*Exercise directions*: For each line below that includes the string "allUsers", show the whole line.

*Data records*:
= = =

PR #231, opened 2018-10-24
add endpoint for reading the auth domain of a resource

marctalbott:
Ticket: [GAWB-3925](https://broadinstitute.atlassian.net/browse/GAWB-3925)
- this endpoint takes in a resource and returns the auth domain of that resource

---

**PR checklist**

### DIFF
--- a/src/main/resources/swagger/api-docs.yaml
+++ b/src/main/resources/swagger/api-docs.yaml
@@ -840,6 +840,39 @@ paths:
       tags:
         - Resources
 
+  /api/resources/v1/{resourceTypeName}/{resourceId}/authDomain:
+    get:
+      summary: List the groups in the Auth Domain for a resource
+      responses:
+        200:
+          description: List of groups that compose the Auth Domain for this resource. Empty if an Auth Domain has not been set
+          schema:
+            type: array
+            items:
+              type: string
+        403:
+          description: You do not have permission to perform this action on the resource
+        404:
+          description: Resource type or resource does not exist or you are not a member of any policy on the resource
+        500:
+          description: Internal Error
+          schema:
+            $ref: '#/definitions/ErrorReport'
+      parameters:
+        - in: path
+          description: Type of resource
+          name: resourceTypeName
+          required: true
+          type: string
+        - in: path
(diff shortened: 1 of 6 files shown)


src/main/resources/swagger/api-docs.yaml
```diff
@@ -840,6 +840,39 @@ paths:
...
+          schema:
+            type: array
+            items:
+              type: string
+        403:
+          description: You do not have permission to perform this action on the resource
+        404:
+          description: Resource type or resource does not exist or you are not a member of any policy on the resource
+        500:
+          description: Internal Error
```
Qi77Qi: I'd prefer `Internal Server Error`

src/main/scala/org/broadinstitute/dsde/workbench/sam/api/ResourceRoutes.scala
```diff
@@ -85,6 +85,17 @@ trait ResourceRoutes extends UserInfoDirectives with SecurityDirectives with Sam
                   }
                 }
               } ~
+              pathPrefix("authDomain") {
```
Qi77Qi, line 69: I kinda prefer to put this block in an `ResourceRoutes` object since these paths grow pretty nested and I remember spending quite some time figuring out matching braces when working on a separate PR)

Something like
```
object ResourceRoutes{
  val getResourceAuthDomainPath = ...
}
```

src/main/resources/swagger/api-docs.yaml
marctalbott: I can do that, but `Internal Error` is consistent with the other 500 status responses across the Swagger doc

Qi77Qi: maybe we should update all of them? 🤔 (https://tools.ietf.org/html/rfc7231#section-6.6.1)

dvoet (changes requested):
code looks good, also add `read_auth_domain` action to workspace owner, reader and writer roles

dvoet (approved):

Qi77Qi (approved):

PR #232, opened 2018-10-26
list flattened resource users endpoint

marctalbott:
Ticket: [GAWB-3926](https://broadinstitute.atlassian.net/browse/GAWB-3926)

---

**PR checklist**

### DIFF
--- a/src/main/scala/org/broadinstitute/dsde/workbench/sam/api/ResourceRoutes.scala
+++ b/src/main/scala/org/broadinstitute/dsde/workbench/sam/api/ResourceRoutes.scala
@@ -253,7 +253,7 @@ trait ResourceRoutes extends UserInfoDirectives with SecurityDirectives with Sam
 
   def getAllResourceUsers(resource: FullyQualifiedResourceId, userInfo: UserInfo): server.Route = {
     get {
-      requireOneOfAction(resource, Set(SamResourceActions.readPolicies), userInfo.userId) {
+      requireAction(resource, SamResourceActions.readPolicies, userInfo.userId) {
         complete(resourceService.listAllFlattenedResourceUsers(resource).map { allUsers =>
           StatusCodes.OK -> allUsers
         })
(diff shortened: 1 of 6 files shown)


src/main/scala/org/broadinstitute/dsde/workbench/sam/service/ResourceService.scala
```diff
@@ -392,4 +392,14 @@ class ResourceService(private val resourceTypes: Map[ResourceTypeName, ResourceT
     _ <- IO.fromFuture(IO(fireGroupUpdateNotification(policyId)))
     } yield ()
   }
+
+  def listAllFlattenedResourceUsers(resourceId: FullyQualifiedResourceId): Future[Set[UserIdInfo]] = {
```
Qi77Qi: do you wanna try change this signature into IO.
Grab me if you need some help :)

Qi77Qi (approved):

src/main/scala/org/broadinstitute/dsde/workbench/sam/api/ResourceRoutes.scala
```diff
@@ -245,4 +250,14 @@ trait ResourceRoutes extends UserInfoDirectives with SecurityDirectives with Sam
       })
     }
   }
+
+  def getAllResourceUsers(resource: FullyQualifiedResourceId, userInfo: UserInfo): server.Route = {
+    get {
+      requireOneOfAction(resource, Set(SamResourceActions.readPolicies), userInfo.userId) {
```
dvoet: it doesn't actually matter but there is a `requireAction` function

dvoet:
would something like this work to list all the users in 1 ldap call:
```
  def listFlattenedResourceMembers(resourceId: FullyQualifiedResourceId): IO[Stream[WorkbenchUser]] = cs.evalOn(blockingEc)(
    IO(ldapSearchStream(peopleOu, SearchScope.ONE, Filter.createSubstringFilter(Attr.memberOf, "", Array.empty[String], resourceDn(resourceId)))(unmarshalUser))
  )
```

marctalbott:
@dvoet it didn't work and I haven't yet figured out how to do it in a single query, but I will look at it again on Monday to see if I can get it down to one ldap call.

dvoet:
I was able to get something on the commandline to work like `'(ismemberof=*resourceId=cclf,resourceType=managed-group,ou=resources,dc=dsde-prod,dc=broadinstitute,dc=org)'` then it is a question of figuring out the right code to make that.

dvoet (approved):

PR #236, opened 2018-10-30
Introduced MockitoSafety to allow mockito mocks to be test instance values

breilly2:
Ticket: https://broadinstitute.atlassian.net/browse/GAWB-3432

This may or may not be a solution for GAWB-3432. I didn't read the details of the ticket... it was just mentioned as a "flaky test" ticket and this PR helps with flaky test behavior I was experiencing. The flakiness may or not be the same so someone with more knowledge should check before closing the ticket.

---

**PR checklist**


gpolumbo-broad (approved):

Qi77Qi (approved):

breilly2:
jenkins retest (docker hub problems)

breilly2:
@dvoet pointed out that this isn't actually the problem in this case. While introducing `OneInstancePerTest` did seem to help reliability for me, I've since had more success locally so 🤷‍♂️. Even if it does generally help, this isn't the right way to introduce it so I'm closing this PR.

PR #243, opened 2018-11-06
format with scalafmt

Qi77Qi:
Ticket: No ticket
Format all files once. 
scalafmtOnCompile still doesn't work. But you can set up git pre-commit hook if you want.

---

**PR checklist**


src/main/scala/org/broadinstitute/dsde/workbench/sam/api/ManagedGroupRoutes.scala
```diff
@@ -34,144 +34,144 @@ trait ManagedGroupRoutes extends UserInfoDirectives with SecurityDirectives with
...
-          } ~
-          delete {
-            handleDeleteGroup(managedGroup, userInfo)
-          }
-        } ~
-        pathPrefix("requestAccess") {
-          post {
-            handleRequestAccess(managedGroup, userInfo)
-          }
+            post {
```
dvoet: why did this get indented?

dvoet (approved):

src/main/scala/org/broadinstitute/dsde/workbench/sam/Boot.scala
```diff
@@ -16,7 +16,14 @@ import javax.net.SocketFactory
 import javax.net.ssl.SSLContext
 import org.broadinstitute.dsde.workbench.dataaccess.PubSubNotificationDAO
 import org.broadinstitute.dsde.workbench.google.GoogleCredentialModes.{Json, Pem}
-import org.broadinstitute.dsde.workbench.google.{GoogleDirectoryDAO, HttpGoogleDirectoryDAO, HttpGoogleIamDAO, HttpGoogleProjectDAO, HttpGooglePubSubDAO, HttpGoogleStorageDAO}
+import org.broadinstitute.dsde.workbench.google.{
+  GoogleDirectoryDAO,
```
marctalbott, line 20: Out of curiosity, what causes each of these to show up on different lines? Just total line length? I think it is easier to read, but was just wondering about the inconsistency between this and line 29 as an example.

src/main/scala/org/broadinstitute/dsde/workbench/sam/api/ResourceRoutes.scala
```diff
@@ -44,143 +43,142 @@ trait ResourceRoutes extends UserInfoDirectives with SecurityDirectives with Sam
...
-                    getActionPermissionForUser(resource, userInfo, action)
-                  }
-                }
-              } ~
-              pathPrefix("authDomain") {
-                pathEndOrSingleSlash {
-                  getResourceAuthDomain(resource, userInfo)
-                }
+                getUserPoliciesForResourceType(resourceType, userInfo) ~
+                  postResource(resourceType, userInfo)
```
marctalbott, line 52: Why the tab for `postResource` here (and with other functions below)? These are just a get and post to the same url, so I'm thinking they should be tabbed in the same amount. Is that just a setting in scalafmt? It seemed to do well with `ManagedGroupRoutes`, but doesn't seem to like `ResourceRoutes` as much. I guess maybe we need to rework the routes files to be more consistent for scalafmt to be able to format them consistently.

marctalbott (approved):
This all looks good to me, I just have a couple of more general questions in addition to the two I already asked:
1. Could you walk me through how to set up the git pre-commit hook/leave some documentation somewhere to help others set it up? That way we could maintain the style consistency that scalafmt would provide without all having to focus our efforts on figuring out how scalafmt would format our code.
2. How easy is it to customize scalafmt? If we decide later on that we don't like how it's formatting something, would it be pretty easy to change that and have another reformatting PR?

Qi77Qi:
will redo this once all other PRs are merged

= = =

*Final answer*:
         complete(resourceService.listAllFlattenedResourceUsers(resource).map { allUsers =>
           StatusCodes.OK -> allUsers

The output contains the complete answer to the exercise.